**TASK PROMPT**
A word-for-word reproduction of the listing is required.

**DATA FOR PROCESSING**

PR #3398, opened 2019-12-12
Fix #3397

### LINKED ISSUE #3397: Cannot open attachment on storage with path containing non-English letter
# Current behavior

When a note with attachment saved on a storage with path containing non-English letter (e.g. `test_chinese` with Path `D:\測試` as follows), clicking on the link of this note does not open the attachment (like what happened in https://github.com/BoostIO/Boostnote/issues/2003).

**EDIT:** [Here](https://github.com/BoostIO/Boostnote/issues/3397#issuecomment-567133922) is an animation illustrating it.

image

Currently the best solution is *right click > Show in explorer*, and open that manually in explorer.

# Expected behavior

Attachment should be able to open on storage with path containing non-English letter.

# Steps to reproduce

1. Create a storage with path containing non-English letter 
(I only confirmed Chinese letter without trying other language)
2. Create a folder in that storage and add a note
3. Add an attachment into the note
4. Click on the link, the attachment fails to open, *without error message*.

# Environment

- Version : 0.13.0
- OS Version and name : Windows 10

# Diagnosis

When doing *right click -> copy url*, it will copy something like `file:///D:/%E6%B8%AC%E8%A9%A6/attachments/f1acb39f-c175-474c-9a68-fb5523d0d3dd/61b30404.pdf`, this cannot be opened by windows explorer. The url should be `file:///D:/測試/attachments/f1acb39f-c175-474c-9a68-fb5523d0d3dd/61b30404.pdf` instead.

This should be not difficult to solve. I can try to make a PR to fix this.

hiiwave:
## Description

This is trying to fix #3397.

(Update: Done)
~~This is working in progress. Since I have little experience building electron app, I haven't tried if this solution really works.~~ 

~~I can try to build it and confirm later.~~

## Issue fixed

#3397

## Type of changes

- :black_circle: Bug fix (Change that fixed an issue)

## Checklist:

- :black_circle: My code follows [the project code style](docs/code_style.md)
- :white_circle: I have written test for my code and it has been tested -> I think it's untestable
- :black_circle: All existing tests have been passed
- :black_circle: I have attached a screenshot/video to visualize my change if possible -> Please see https://github.com/BoostIO/Boostnote/issues/3397#issuecomment-567133922

### DIFF
--- a/browser/components/MarkdownPreview.js
+++ b/browser/components/MarkdownPreview.js
@@ -1109,7 +1109,7 @@ export default class MarkdownPreview extends React.Component {
     }
 
     // other case
-    const success = shell.openExternal(href) || shell.openExternal(unescape(href))
+    const success = shell.openExternal(href) || shell.openExternal(decodeURI(href))
     if (!success) console.error('failed to open url ' + href)
   }
 
--- a/browser/components/MarkdownPreview.js
+++ b/browser/components/MarkdownPreview.js
@@ -1109,8 +1109,17 @@ export default class MarkdownPreview extends React.Component {
     }
 
     // other case
-    const success = shell.openExternal(href) || shell.openExternal(decodeURI(href))
-    if (!success) console.error('failed to open url ' + href)
+    this.openExternal(href)
+  }
+
+  openExternal (href) {
+    try {
+      const success = shell.openExternal(href) || shell.openExternal(decodeURI(href))
+      if (!success) console.error('failed to open url ' + href)
+    } catch (e) {
+      // URI Error threw from decodeURI
+      console.error(e)
+    }
   }
 
   render () {
--- a/browser/components/MarkdownPreview.js
+++ b/browser/components/MarkdownPreview.js
@@ -1109,7 +1109,8 @@ export default class MarkdownPreview extends React.Component {
     }
 
     // other case
-    shell.openExternal(href)
+    const success = shell.openExternal(href) || shell.openExternal(unescape(href))
+    if (!success) console.error('failed to open url ' + href)
   }
 
   render () {


hiiwave:
(Asking for helps)

Hi,

I tried to run the tests for this project on Windows but failed. As I am not familiar to npm, can anyone advises what happened and how I could fix this here?
The steps to reproduce the problem are as follows:
```
git clone https://github.com/BoostIO/Boostnote.git
cd Boostnote
npm i
npm run test
```

It then shows the following log / error:
```
> boost@0.13.0 test C:\Users\hiiwa_000\resources\Boostnote
> npm run ava && npm run jest


> boost@0.13.0 ava C:\Users\hiiwa_000\resources\Boostnote
> cross-env NODE_ENV=test ava --serial

C:\Users\hiiwa_000\resources\Boostnote\tests\helpers\setup-browser-env.js:29
window.localStorage = {
                    ^

TypeError: Cannot set property localStorage of #<Window> which has only a getter
    at Object.<anonymous> (C:/Users/hiiwa_000/resources/Boostnote/tests/helpers/setup-browser-env.js:22:1)
    at Module._compile (module.js:652:30)
    at loader (C:\Users\hiiwa_000\resources\Boostnote\node_modules\babel-register\lib\node.js:144:5)
    at Object.require.extensions.(anonymous function) [as .js] (C:\Users\hiiwa_000\resources\Boostnote\node_modules\babel-register\lib\node.js:154:7)
    at Module.load (module.js:565:32)
    at tryModuleLoad (module.js:505:12)
    at Function.Module._load (module.js:497:3)
    at Module.require (module.js:596:17)
    at require (internal/module.js:11:18)
    at forEach.x (C:\Users\hiiwa_000\resources\Boostnote\node_modules\ava\lib\test-worker.js:34:3)

...

  32 exceptions

  × tests\dataApi\copyFile-test.js exited with a non-zero exit code: 1

...

```

All the tests failed with the exactly same reason. 

I also tried `npm run compile` before `npm run test`, but it still does not work. If I run `npm run start` or `npm run dev`, I can get electron open, but the app freezes with the spinner spinning forever.

I guessed it's a really basic question but I have no idea how to solve this. Appreciate for any help.

Flexo013:
I think you might need to use `yarn`, but I'm not sure about that. @Rokt33r do you know what can help?

ZeroX-DG:
You can always check out the job log in the travis build to find out what command was executed for running test:
https://travis-ci.org/BoostIO/Boostnote/builds/624286760

hiiwave:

**ANSWER TO THE PROBLEM**
PR #3398, opened 2019-12-12
Fix #3397

### LINKED ISSUE #3397: Cannot open attachment on storage with path containing non-English letter
# Current behavior

When a note with attachment saved on a storage with path containing non-English letter (e.g. `test_chinese` with Path `D:\測試` as follows), clicking on the link of this note does not open the attachment (like what happened in https://github.com/BoostIO/Boostnote/issues/2003).

**EDIT:** [Here](https://github.com/BoostIO/Boostnote/issues/3397#issuecomment-567133922) is an animation illustrating it.

image

Currently the best solution is *right click > Show in explorer*, and open that manually in explorer.

# Expected behavior

Attachment should be able to open on storage with path containing non-English letter.

# Steps to reproduce

1. Create a storage with path containing non-English letter 
(I only confirmed Chinese letter without trying other language)
2. Create a folder in that storage and add a note
3. Add an attachment into the note
4. Click on the link, the attachment fails to open, *without error message*.

# Environment

- Version : 0.13.0
- OS Version and name : Windows 10

# Diagnosis

When doing *right click -> copy url*, it will copy something like `file:///D:/%E6%B8%AC%E8%A9%A6/attachments/f1acb39f-c175-474c-9a68-fb5523d0d3dd/61b30404.pdf`, this cannot be opened by windows explorer. The url should be `file:///D:/測試/attachments/f1acb39f-c175-474c-9a68-fb5523d0d3dd/61b30404.pdf` instead.

This should be not difficult to solve. I can try to make a PR to fix this.

hiiwave:
## Description

This is trying to fix #3397.

(Update: Done)
~~This is working in progress. Since I have little experience building electron app, I haven't tried if this solution really works.~~ 

~~I can try to build it and confirm later.~~

## Issue fixed

#3397

## Type of changes

- :black_circle: Bug fix (Change that fixed an issue)

## Checklist:

- :black_circle: My code follows [the project code style](docs/code_style.md)
- :white_circle: I have written test for my code and it has been tested -> I think it's untestable
- :black_circle: All existing tests have been passed
- :black_circle: I have attached a screenshot/video to visualize my change if possible -> Please see https://github.com/BoostIO/Boostnote/issues/3397#issuecomment-567133922

### DIFF
--- a/browser/components/MarkdownPreview.js
+++ b/browser/components/MarkdownPreview.js
@@ -1109,7 +1109,7 @@ export default class MarkdownPreview extends React.Component {
     }
 
     // other case
-    const success = shell.openExternal(href) || shell.openExternal(unescape(href))
+    const success = shell.openExternal(href) || shell.openExternal(decodeURI(href))
     if (!success) console.error('failed to open url ' + href)
   }
 
--- a/browser/components/MarkdownPreview.js
+++ b/browser/components/MarkdownPreview.js
@@ -1109,8 +1109,17 @@ export default class MarkdownPreview extends React.Component {
     }
 
     // other case
-    const success = shell.openExternal(href) || shell.openExternal(decodeURI(href))
-    if (!success) console.error('failed to open url ' + href)
+    this.openExternal(href)
+  }
+
+  openExternal (href) {
+    try {
+      const success = shell.openExternal(href) || shell.openExternal(decodeURI(href))
+      if (!success) console.error('failed to open url ' + href)
+    } catch (e) {
+      // URI Error threw from decodeURI
+      console.error(e)
+    }
   }
 
   render () {
--- a/browser/components/MarkdownPreview.js
+++ b/browser/components/MarkdownPreview.js
@@ -1109,7 +1109,8 @@ export default class MarkdownPreview extends React.Component {
     }
 
     // other case
-    shell.openExternal(href)
+    const success = shell.openExternal(href) || shell.openExternal(unescape(href))
+    if (!success) console.error('failed to open url ' + href)
   }
 
   render () {


hiiwave:
(Asking for helps)

Hi,

I tried to run the tests for this project on Windows but failed. As I am not familiar to npm, can anyone advises what happened and how I could fix this here?
The steps to reproduce the problem are as follows:
```
git clone https://github.com/BoostIO/Boostnote.git
cd Boostnote
npm i
npm run test
```

It then shows the following log / error:
```
> boost@0.13.0 test C:\Users\hiiwa_000\resources\Boostnote
> npm run ava && npm run jest


> boost@0.13.0 ava C:\Users\hiiwa_000\resources\Boostnote
> cross-env NODE_ENV=test ava --serial

C:\Users\hiiwa_000\resources\Boostnote\tests\helpers\setup-browser-env.js:29
window.localStorage = {
                    ^

TypeError: Cannot set property localStorage of #<Window> which has only a getter
    at Object.<anonymous> (C:/Users/hiiwa_000/resources/Boostnote/tests/helpers/setup-browser-env.js:22:1)
    at Module._compile (module.js:652:30)
    at loader (C:\Users\hiiwa_000\resources\Boostnote\node_modules\babel-register\lib\node.js:144:5)
    at Object.require.extensions.(anonymous function) [as .js] (C:\Users\hiiwa_000\resources\Boostnote\node_modules\babel-register\lib\node.js:154:7)
    at Module.load (module.js:565:32)
    at tryModuleLoad (module.js:505:12)
    at Function.Module._load (module.js:497:3)
    at Module.require (module.js:596:17)
    at require (internal/module.js:11:18)
    at forEach.x (C:\Users\hiiwa_000\resources\Boostnote\node_modules\ava\lib\test-worker.js:34:3)

...

  32 exceptions

  × tests\dataApi\copyFile-test.js exited with a non-zero exit code: 1

...

```

All the tests failed with the exactly same reason. 

I also tried `npm run compile` before `npm run test`, but it still does not work. If I run `npm run start` or `npm run dev`, I can get electron open, but the app freezes with the spinner spinning forever.

I guessed it's a really basic question but I have no idea how to solve this. Appreciate for any help.

Flexo013:
I think you might need to use `yarn`, but I'm not sure about that. @Rokt33r do you know what can help?

ZeroX-DG:
You can always check out the job log in the travis build to find out what command was executed for running test:
https://travis-ci.org/BoostIO/Boostnote/builds/624286760

hiiwave:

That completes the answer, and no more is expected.